About 5 years ago I attended an Indianapolis Symphony Orchestra "World Premiere " of a work. Composer was present. I wish I could remember the details. Anyway, it featured a trio of string players who did cheesy mime acting as though playing baseball with the instruments. The small orchestra cheered and chanted random phrases. The one I remember is "we want our fun. We want it now". The actual music part was random patches of ear offending noise. The audience applauded like crazy afterwards. I wanted my money back.


----------



## Capeditiea (Feb 23, 2018)

Okay, so i shall expand things on this. 
I will have two works in the same key. F# Major. (partially because i am making a symphony in F# Major...)

1. Messiaen - Turangulila Symphonie 
2. Mahler - Symphony No. 10

each of these have something in common, other than the noticable fact they are all in F# Major... 
Messiaen first, his music is quite calm and exciting. It has 10 movements. In the hour and nearly twenty minute album, it is quite unique. The instrumentation isn't what one would find in your average symphony.

At certain moments they are fairly repetitive, almost too repetitive with no variations, but this is just a minor quality which doesn't estinguish the music or the form... Beyond that, it has a growing energy with a slowly decay of energy bringing one into a slight trance. Which this happens a few times, in a few variations of energy and decay. Since most of his inspirations are from nature, primarily birds, this is noticable in his music.

I enjoy this in full, as do i with most symphonies.

For Mahler's Tenth, it is probably one of the few symphonies that have me cry. Although it is unfinished... it is still my favourite piece of music. Because it has so much emotion, so much beauty, that i cannot describe in words with how beautiful this work is. Which some would think completely opposite. But that is a manner of two things. 1. They don't understand the back story. (which i will tell you shortly) 2. it is his most dissonant work in many folk's ears.

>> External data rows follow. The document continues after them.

PR #2770, opened 2023-01-31
[bugfix] Register performance functions even if `perf_variables` are defined in the class body and improve the performance function docs

### LINKED ISSUE #2704: The documentation of mixing `@performance_function`s and `perf_variables` is confusing
The problem is that when no `perf_variables` are set by the test explicitly, ReFrame will use the `performance_function`s to generate  the `perf_variables`. However, if the test sets the `perf_variables` explicitly, `performance_function`s have no (visible) effect. They are not used as performance variables at all. However, they are used as performance value extractors that can be assigned as values to the `perf_variables` dictionary. This is the equivalent of wrapping any function with the `make_performance_function()` and assigning to a performance variable. This behaviour is exactly displayed by `stream4.py` tutorial:

```python
    @performance_function('MB/s')
    def extract_bw(self, kind='Copy'):
        if kind not in {'Copy', 'Scale', 'Add', 'Triad'}:
            raise ValueError(f'illegal value in argument kind ({kind!r})')

        return sn.extractsingle(rf'{kind}:\s+(\S+)\s+.*',
                                self.stdout, 1, float)

    @run_before('performance')
    def set_perf_variables(self):
        self.perf_variables = {
            'Copy': self.extract_bw(),
            'Scale': self.extract_bw('Scale'),
            'Add': self.extract_bw('Add'),
            'Triad': self.extract_bw('Triad'),
        }
```

The `extract_bw()` is not a performance variable but rather a data extractor. At the absence of the `set_perf_variables`, though, it would be a performance variable. That's confusing! And it can lead to strange results in case of inheritance. For example, imagine that a base test defines  a set of `performance_function`s to be treated as performance variables and a subclass wants to add some more performance variables by setting the `perf_variables` directly, because that's more convenient and would avoid code repetition, then immediately it loses all the performance functions defined in the base class!

In my opinion, `performance_function` and `perf_variables` must be allowed at the same time and the dictionary would be simply built incrementally by all of them. With this solution, you could still override any of the performance functions of the base class by simply overriding the function. The following shows an example on how you can revert the performance function of the `StreamMultiSysTest` to that of the basic `StreamTest` of the tutorial:

```python
@rfm.simple_test
class my_test(StreamMultiSysTest):
    def extract_bw(self):
        pass

    def set_perf_variables(self):
        pass

    @performance_function('MB/s', perf_key='Copy')
    def extract_copy_perf(self):
        return sn.extractsingle(r'Copy:\s+(\S+)\s+.*', self.stdout, 1, float)
```

vkarak:
Although this PR is primarily about the updating and improving the docs, I use the bug fix as a title, so that it shows up in the release notes.

Closes #2704.

### DIFF
--- a/docs/tutorial_basics.rst
+++ b/docs/tutorial_basics.rst
@@ -429,12 +429,13 @@ For running the benchmark, we need to set the OpenMP number of threads and pin t
 You can set environment variables in a ReFrame test through the :attr:`~reframe.core.pipeline.RegressionTest.env_vars` dictionary.
 
 What makes a ReFrame test a performance test is the definition of at least one :ref:`performance function<deferrable-performance-functions>`.
-Similarly to a test's :func:`@sanity_function<reframe.core.pipeline.RegressionMixin.sanity_function>`, a performance function is a member function decorated with the :attr:`@performance_function<reframe.core.pipeline.RegressionMixin.performance_function>` decorator, which binds the decorated function to a given unit.
-These functions can be used by the regression test to extract, measure or compute a given quantity of interest; where in this context, the values returned by a performance function are referred to as performance variables.
-Alternatively, performance functions can also be thought as `tools` available to the regression test for extracting performance variables.
-By default, ReFrame will attempt to execute all the available performance functions during the test's ``performance`` stage, producing a single performance variable out of each of the available performance functions.
-These default-generated performance variables are defined in the regression test's attribute :attr:`~reframe.core.pipeline.RegressionTest.perf_variables` during class instantiation, and their default name matches the name of their associated performance function.
-However, one could customize the default-generated performance variable's name by passing the ``perf-key`` argument to the :attr:`@performance_function<reframe.core.pipeline.RegressionMixin.performance_function>` decorator of the associated performance function.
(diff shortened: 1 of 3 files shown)


docs/tutorial_basics.rst
```diff
@@ -429,12 +429,13 @@ For running the benchmark, we need to set the OpenMP number of threads and pin t
...
-These default-generated performance variables are defined in the regression test's attribute :attr:`~reframe.core.pipeline.RegressionTest.perf_variables` during class instantiation, and their default name matches the name of their associated performance function.
-However, one could customize the default-generated performance variable's name by passing the ``perf-key`` argument to the :attr:`@performance_function<reframe.core.pipeline.RegressionMixin.performance_function>` decorator of the associated performance function.
+Similarly to a test's :func:`@sanity_function<reframe.core.builtins.sanity_function>`, a performance function is a member function decorated with the :func:`@performance_function<reframe.core.builtins.performance_function>` decorator that merely extracts or computes a performance metric from the test's output and associates it with a unit.
+By default, every performance function defined in the test is assigned to a *performance variable* with the function's name.
+A performance variable is a named quantity representing a performance metric that ReFrame will report on it, log it and can also check it against a reference value.
```
ekouts, line 434:
```suggestion
A performance variable is a named quantity representing a performance metric that ReFrame will report on, log and can also check against a reference value.
```
It sounds better to me like this but not that important.

ekouts (approved):

PR #2780, opened 2023-02-07
[bugfix] Do not issue a name conflict error for the same fixture imported from different test files

### LINKED ISSUE #2759: Reframe skips tests when a library test is used in multiple files
Tests that are coming from the same library have to come from the same file in order to not be skipped.
This will work:
```python
import reframe as rfm
from hpctestlib.microbenchmarks.gpu.gpu_burn import gpu_burn_check

@rfm.simple_test
class gpu_burn_check_benchmark(gpu_burn_check):
    use_dp = True
    duration = 40
    exclusive_access = True
    valid_systems = ['*']
    valid_prog_environs = ['*']
    reference = {
        'dom:gpu': {
            'gpu_perf_min': (4115, -0.10, None, 'Gflop/s'),
        },
    }

    tags = {'benchmark'}

@rfm.simple_test
class gpu_burn_check_diagnostic(gpu_burn_check):
    use_dp = True
    duration = 5
    exclusive_access = True
    valid_systems = ['*']
    valid_prog_environs = ['*']
    reference = {
        'dom:gpu': {
            'gpu_perf_min': (4115, -0.10, None, 'Gflop/s'),
        },
    }

    tags = {'diagnostic'}
```
We get two tests:
```bash
[List of matched checks]
- gpu_burn_check_diagnostic /6edf14bd
    ^gpu_burn_build ~generic:default+builtin /9cd86ed5
- gpu_burn_check_benchmark /77499166
    ^gpu_burn_build ~generic:default+builtin /9cd86ed5
Found 2 check(s)
```

But splitting it in two files we get this error:
```bash
WARNING: skipping test file '/Users/ekoutsaniti/repos/reframe/checks/gpu_burn_conflict_2.py': name conflict error: test 'gpu_burn_build_6698ebea' from '/Users/ekoutsaniti/repos/reframe/checks/gpu_burn_conflict_2.py' is already defined in '/Users/ekoutsaniti/repos/reframe/checks/gpu_burn_conflict_1.py' (rerun with '-v' for more information)
[List of matched checks]
- gpu_burn_check_diagnostic /6edf14bd
    ^gpu_burn_build ~generic:default+builtin /9cd86ed5
Found 1 check(s)
```

teojgo:
Fixes #2759 

- [x] Create unittest


ekouts (commented):
Would it be easy to make the PR to master, since it is a bugfix? Otherwise, it looks good to me

vkarak (changes requested):
I think you started off the branch from the `develop` and now trying to merge with `master`. You should branch off master and apply your changes there.

ekouts (approved):

vkarak (changes requested):
I think that this fix introduces another bug. :-) The reason that the framework refuses to run tests with conflicting names is because they cannot execute safely in parallel, as they will step on each other in the stage directory. This fix basically allows conflicting tests defined in different files to run together, which is wrong. However, the problem in #2759 is that _fixtures_ with the same name are disallowed. This is a bug, because fixtures with the same name (i.e., with the same scope and same variables defined) are guaranteed to run only once, so the framework should not complain about them being defined multiple times. Therefore the fix should be to ignore name conflicts in case of fixtures as fixtures are guaranteed to get a unique name and each one of those will executed once per scope.

unittests/resources/testlib/simple.py
```diff
@@ -0,0 +1,39 @@
...
+    valid_prog_environs = ['builtin']
+    executable = 'echo'
+    message = variable(str, value='World') 
+    hello_output = fixture(simple_echo, scope='environment')
+
+    @run_before('run')
+    def add_exec_prefix(self):
+        fixture_output = os.path.join(self.hello_output.stagedir,
+                                      str(self.hello_output.stdout))
+        self.executable_opts = [f'$(cat {fixture_output})', self.message]
```
vkarak, line 35: This doesn't have a purpose I think. I would rather completely omit this.

unittests/resources/testlib/simple.py
```diff
@@ -0,0 +1,39 @@
...
+
+
+class simple_echo(rfm.RunOnlyRegressionTest, pin_prefix=True):
+    descr = 'Simple Echo build fixture'
+    executable = 'echo'
+    executable_opts = ['Hello']
+
+    @sanity_function
+    def assert_success(self):
+        return sn.assert_found(r'Hello', self.stdout)
```
vkarak, line 19: This can also be made very dummy and compact as it's sole purpose is to create dependency:

```suggestion
class dummy_fixture(rfm.RunOnlyRegressionTest):
    executable = 'echo'
    sanity_patterns = sn.assert_true(1)
```

unittests/resources/testlib/simple.py
```diff
@@ -0,0 +1,39 @@
...
+
+
+@rfm.simple_test
+class simple_echo_check(rfm.RunOnlyRegressionTest):
+    descr = 'Simple Echo Test'
+    valid_systems = ['*']
+    valid_prog_environs = ['builtin']
+    executable = 'echo'
+    message = variable(str, value='World') 
+    hello_output = fixture(simple_echo, scope='environment')
```
vkarak, line 29:
```suggestion
    dummy = fixture(dummy_fixture, scope='environment')
```

vkarak (changes requested):

vkarak (approved):

PR #2782, opened 2023-02-08
[ci] Improve the release notes generation

vkarak:
Now the script recognises also the `[enhancement]` prefix and a new section about enhancement is added. Also, empty sections are skipped.

### DIFF
--- a/ci-scripts/genrelnotes.py
+++ b/ci-scripts/genrelnotes.py
@@ -15,8 +15,8 @@ def usage():
     sys.stderr.write('Usage: %s PREV_RELEASE CURR_RELEASE\n' % sys.argv[0])
 
 
-def extract_release_notes(git_output, tag):
-    return re.findall(r'pull request (#\d+).*\s*\[%s\] (.*)' % tag, git_output)
+def extract_release_notes(git_output):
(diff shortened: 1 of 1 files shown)


ci-scripts/genrelnotes.py
```diff
@@ -40,12 +40,14 @@ def extract_release_notes(git_output, tag):
...
-        'feat': '## New features and enhancements',
+        'feat': '## New features',
+        'enhancement': '## Enhancements',
+        'doc': '## Enhancements',
         'bugfix': '## Bug fixes',
         'testlib': '## Test library'
     }
     sections = collections.OrderedDict()
-    for tag in ['feat', 'bugfix', 'testlib', 'ci', 'doc']:
+    for tag in ['feat', 'enhancement', 'doc', 'bugfix', 'testlib', 'ci']:
```
teojgo, line 50:
```suggestion
    for tag in titles.keys():
```

teojgo (changes requested):

ci-scripts/genrelnotes.py
vkarak: The reason I did that was that the `ci` tag didn't have a dedicated section, removing it from here would make it not to appear in the release notes. I changed this loop completely to make the intent clearer.

vkarak:
@jenkins-cscs retry all

PR #2787, opened 2023-02-12
[enhancement] Properly combine `append`-type command-line options defined in execution modes

### LINKED ISSUE #2785: The `-S` option resets any test variable set in an execution mode using the `-S` option
## How to reproduce

Create the following `mode_config.py`:

```python
site_configuration = {
    'modes': [
        {
            'name': 'foo',
            'options': ['-c unittests/resources/checks/hellocheck.py', '-n ^HelloTest', '-S descr=foo_test']
        }
    ]
}
```

and then run the following:

```
reframe -C mode_config.py --mode=foo --describe | jq .[].descr
```

The test description is as expected:

```json
"foo_test"
```

However if we set an irrelevant variable, the variable set in the mode will be lost:

```
reframe -C mode_config.py --mode=foo -S num_tasks=1 --describe | jq .[].descr
```

Then the test description is reset:

```json
"C Hello World test"
```

vkarak:
The documentation for this case is a bit grey area. In documentation of the `modes` configuration parameter it is stated:

> The options of an execution mode will be passed to ReFrame as if they were specified in the command line.

And the docs for the `--mode` read as:

> If an option is specified both in an execution mode and in the command-line, then command-line takes precedence.

These are consistent for the options that can be specified only once: every time such an option is re-passed, it overwrites the previous one. But it's unclear what happens with options that are of an `append` type. The first excerpt implies that the options will be simply unpacked and combined with the same options in the command line (desired behaviour that this PR provides), but the second excerpt allows the interpretation that if such an option is specified in the command line will still overwrite completely that in the execution mode (current behaviour and what was validated in the unit tests).

I believe that options that can be specified multiple options must be combined and not overwritten, because this would allow users to set test variables in an execution mode and then set additional variables or reset existing ones from the command line without the need to repass all options.

Since the current behaviour was validated in the existing unit tests, I am not classifying this as a bug fix, but as an enhancement, so it targets the `develop` branch.

Fixes #2785.


vkarak:
Messed up the branches. Will reopen soon :-D

PR #2793, opened 2023-02-17
[bugfix] Properly define `sched_options` in the configuration schema

### LINKED ISSUE #2792: Configuration validation error when `sched_options` is set inside a partition
Although this is the only way to define scheduler options in ReFrame 4.0, this does not work. 

## How to reproduce

Add the following in one of your partitions:

```python
                    'sched_options': {
                        'use_nodes_options': True
                    }
```

Then loading this configuration file, you get the following error:

```console
ERROR: failed to load configuration: could not validate configuration files: '['<builtin>', 'config/machines.py']': Additional properties are not allowed ('sched_options' was unexpected)
```

vkarak:
The unit tests are also adapted in order to reproduce the initial error.

Fixes #2792.

### DIFF
--- a/reframe/schemas/config.json
+++ b/reframe/schemas/config.json
@@ -102,18 +102,6 @@
                 }
             ]
         },
-        "sched_options": {
-            "type": "object",
-            "properties": {
-                "ignore_reqnodenotavail": {"type": "boolean"},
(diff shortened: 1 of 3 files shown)


victorusu (approved):
`lgtm`

PR #2796, opened 2023-02-18
[bugfix] Fix use of `sched_options` by the backend schedulers

### LINKED ISSUE #2794: `use_nodes_option` scheduler option does not work in ReFrame 4.0

### LINKED ISSUE #2795: `sched_options` not allowed in `systems` configuration section
Conversely to what the docs state.

vkarak:
This PR fixes three bugs related to `sched_options`. Two were introduced in 4.0 and one was present since the introduction of the `use_nodes_option` parameter.

1. Scheduler backends were not accessing the correct configuration section due in order to get the partition's `sched_options` due to a typo! This is fixed, unit tests are added to verify it and the configuration schema for accessing the `sched_options` has become stricter in order to avoid typos going undetected in the future.
2. Fix the configuration schema and allow `sched_options` to be defined inside the `systems` section, as it is also stated in the docs.
3. Fix crash of the `use_nodes_option` when then `num_tasks_per_node` was not set. This bug was present since the introduction of the `use_nodes_option`. If `num_tasks_per_node` is not set in this case, it is considered as `1`.

Fixes #2794.
Fixes #2795.

Fyi @smoors

### DIFF
--- a/docs/config_reference.rst
+++ b/docs/config_reference.rst
@@ -359,7 +359,6 @@ System Partition Configuration
    :default: ``false``
 
    Always emit the ``--nodes`` Slurm option in the preamble of the job script.
-   This option is relevant to Slurm backends only.
 
    This option is relevant for the Slurm backends only.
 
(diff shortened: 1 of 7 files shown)


ekouts (approved):

vkarak:
I'm not sure that this would help, as the docs for 4.0 (not the `latest` or `stable` to) would still claim that `sched_options` work.

giordano:
I was reading `stable` docs and assumed I could use `sched_options` with v4.0.0 and [discovered the hard way](https://github.com/ukri-excalibur/excalibur-tests/pull/111#issuecomment-1460436145) that's not true.

PR #2798, opened 2023-02-22
[bugfix] Fix listing of non-fixture-based dependencies

teojgo:


vkarak:
@teojgo Can you explain a bit what problem this PR solves?

vkarak (changes requested):
Perhaps we should add a small cli test that you list test with dependencies, e.g., `./bin/reframe -c unittests/resources/checks_unlisted/deps_complex.py -l`

teojgo:
> @teojgo Can you explain a bit what problem this PR solves?

It fixes the problem where during listing, ReFrame tries to access fixture data even for non fixture tests.

vkarak (approved):

PR #2819, opened 2023-03-06
[feat] Support arbitrary Spack environment configuration

jack-morrison:
`reframe.core.buildsystems.Spack` supports setting `install_tree`, but there are many other ways to configure a Spack environment. This proposal introduces support for setting arbitrary Spack environment configuration options. The implementation is nearly identical to how `install_tree` works.

As an example with the changes proposed here, one could set the following:
`self.build_system.config_opts = ['concretizer:unify:false']`

If the configuration option is not already present in the default `spack.yaml`, it is added. If the configuration option is present in the default `spack.yaml`, Spack overwrites them with the values given via `spack config add`.

### DIFF
--- a/reframe/core/buildsystems.py
+++ b/reframe/core/buildsystems.py
@@ -873,6 +873,8 @@ class Spack(BuildSystem):
     #:
     #: :type: :class:`List[str]`
     #: :default: ``[]``
+    #:
+    #: .. versionadded:: 4.2
     config_opts = variable(typ.List[str], value=[])
 
     def __init__(self):
@@ -889,7 +891,7 @@ class Spack(BuildSystem):
 
         config_opts += self.config_opts
         for opt in config_opts:
-       		ret.append(f'spack -e {self.environment} config add "{opt}"')
+            ret.append(f'spack -e {self.environment} config add "{opt}"')
 
         if self.specs:
             specs_str = ' '.join(self.specs)
--- a/reframe/core/buildsystems.py
+++ b/reframe/core/buildsystems.py
@@ -869,6 +869,12 @@ class Spack(BuildSystem):
     #: :default: ``[]``
     install_opts = variable(typ.List[str], value=[])
 
+    #: A list of Spack configurations in flattened YAML.
+    #:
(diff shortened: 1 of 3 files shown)


jack-morrison:
Assuming this is moving forwards and there're no name changes, etc, I'm happy to add docs changes for this PR as well.

reframe/core/buildsystems.py
```diff
@@ -881,6 +887,10 @@ def emit_build_commands(self, environ):
             ret.append(f'spack -e {self.environment} config add '
                        f'"config:install_tree:root:{install_tree}"')
```
vkarak, line 888: Since you are doing exactly the same later with the `config_opts`, I would instead add an entry in a local `config_opts` that I would then iterate on. Something like this:

```python
config_opts = []
if self._auto_env:
    config_opts.append(...)

config_opts += self.config_opts
for opt in config_opts:
    ... 
```

vkarak (changes requested):
Hi @jack-morrison, thanks for the PR, I think it makes sense.

I would also add a unit test in `test_buildsystems.py` that simply checks whether the `spack config` commands are emitted correctly (there are already some examples that you could use as a template for your unit test).

Regarding the docs, I think the documentation of the `config_opts` is sufficient. Perhaps, you can also add a comment about this in the Spack build system tutorial.

reframe/core/buildsystems.py
jack-morrison: Good call. Is [9721b13](https://github.com/reframe-hpc/reframe/pull/2819/commits/9721b131a0473f1326f27850bfc690572e090189) what you're suggesting?

jack-morrison:
> Perhaps, you can also add a comment about this in the Spack build system tutorial.

Done via [f9bc8e6](https://github.com/reframe-hpc/reframe/pull/2819/commits/f9bc8e62db33804fcf8b6923fd04052a4edf578d)

vkarak (approved):
Lgtm!

vkarak:
ok to test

Now the back story for those who do not know. He recently found out his wife was cheating on him for some bloke, (i gotta look up the dudes name.)

from wikipedia 


> Symphony No. 10 by Gustav Mahler was written in the summer of 1910, and was his final composition. At the time of Mahler's death the composition was substantially complete in the form of a continuous draft, but not fully elaborated or orchestrated, and thus not performable. Only the first movement is regarded as reasonably complete and performable as Mahler intended. Perhaps as a reflection of the inner turmoil he was undergoing at the time (Mahler knew he had a failing heart and his wife had been unfaithful), the 10th Symphony is arguably his most dissonant work.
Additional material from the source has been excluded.